The Problem
Testing that AWS Cloudwatch alarms are configured correctly, can be triggered and result in an on-call alert. This is rather complex issue due to a number of factors:
- Simulating data that will trigger the alarm. Different metrics require different data (CPU, Memory, Network)
- The alarm needed to be active for a period of time (5-20 minutes) as the on-call alert is a human process
Method 1: set-alarm-state
Initially set-alarm-state
seemed like an ideal candidate. Manual control over the alarm's state.
Problems
When testing it would change the alarm's state to ALARM
but it would immedietly toggle back to OK
. It just wasn't long enough to trigger an on-call alert.

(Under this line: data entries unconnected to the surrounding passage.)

PR #320, opened 2017-08-01
Symphony compatibility API updates

ColinEberhardt:
With a few minor tweaks to the compatibility API, I've been able to get symphony running in both OpenFin:

image

And electron:

image

In each case, the ContainerJS CLI was used, e.g. 

```
$ ssf-electron -c ./src/app.json --symphony 
```

or

```
$ ssf-openfin -c ./src/app.json --symphony 
```

Where the local app manifest (`app.json`) looks like the following:

```
{
    "url": "https://my.symphony.com",
    "name": "SSF Desktop Wrapper",
    "uuid": "containerjs",
    "autoShow": true
}
```

A few notes about what works and what doesn't work ... just for the record:

- The Symphony UI requires the APIs to be exposed via a `SYM_API` namespace
- Same observations as Nick Kolba - a number of un-documented APIs, e.g. `registerLogger` and `Notification.permission`
- There are a few parts of the Symphony UI code that cause failures, e.g.
 - If you try to configure desktop alert settings, it fails on `window.appbridge.ShowAlertSettings`
 - There is code that only permits certain operations under windows 
`isWrapper.electron() && isWindowsOS() ? this.Notf = appBridgeElectron.getNotificationApi() : this.Notf = window.Notification` - this should really be based on capabilities.

What works and what doesn't:

Within electron - the following features work:
- pop-out chat window
- notifications (basic title / body)
- application badge count

what doesn't work
- cannot test screen-snippets, looks like this is not implemented in Symphony UI yet
- within OpenFin notifications don't work (we'd need to locally host a `notification.html` page)
- within OpenFin pop-out windows don't work, most likely due to differences in `window.open` behaviour


packages/api-symphony-compatibility/index.ts
```diff
@@ -5,6 +5,10 @@ const api = (ssf && ssf.registerBoundsChange)
     ? ssf
     : map.ssf;
 
+// The current Symphony UI reuqires that the API is present within the SYM_API namespace, although SymphonyElecrtong supports both
```
JDawes-ScottLogic: "SymphonyElecrtong" should be "SymphonyElectron"

JDawes-ScottLogic (approved):
:+1:

packages/api-symphony-compatibility/index.ts
ColinEberhardt: Good spot - fixed.

lneir:
@ColinEberhardt in next release 1.47 we have move to window.ssf

i'm having a conversation today with Nick and we'll fix the registerLogger issue - that is private api and so of course shouldn't be dependent there - we'll get a fix in next release.

Notification.permission is implemented to provide compatibility with browser notifications - i'll update documentation to note that this is needed.

showAlertSettings will be available in next release of front-end code.

for windows... our front-end code uses the custom notifications we have implemented in symphony electron but for mac our product team wants to use the electron's built in native notifications (which in turn uses mac native os notifications).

Method 2: put-metric-alarm
Use put-metric-alarm
to update an alarm's configuration so healthy stats will trigger the alarm.
Problems
This worked but it was complex. You must send all of the alarm's configuration as it overwrites all of the previous values. After testing the on-call alert then the original configuration must be sent back over put-metric-alarm
. There is risk that the alarm will become misconfigured.
Method 3: put-metric-data
Use put-metric-data
to send custom metric data designed to trigger the alarm.
The first implementation used javascript's setInterval
to send the custom metric data once every second. Then the script just needed to be ran for the time required to trigger an on-call alert.
A future iteration could include constructing a timespan of custom metric data and send it on a single request. Or pulling down the alarm's cloudformation template and auto generate the custom metric data.
Problems
Some companies might feel hesitant to grant permissions to do this. Especially in higher environments.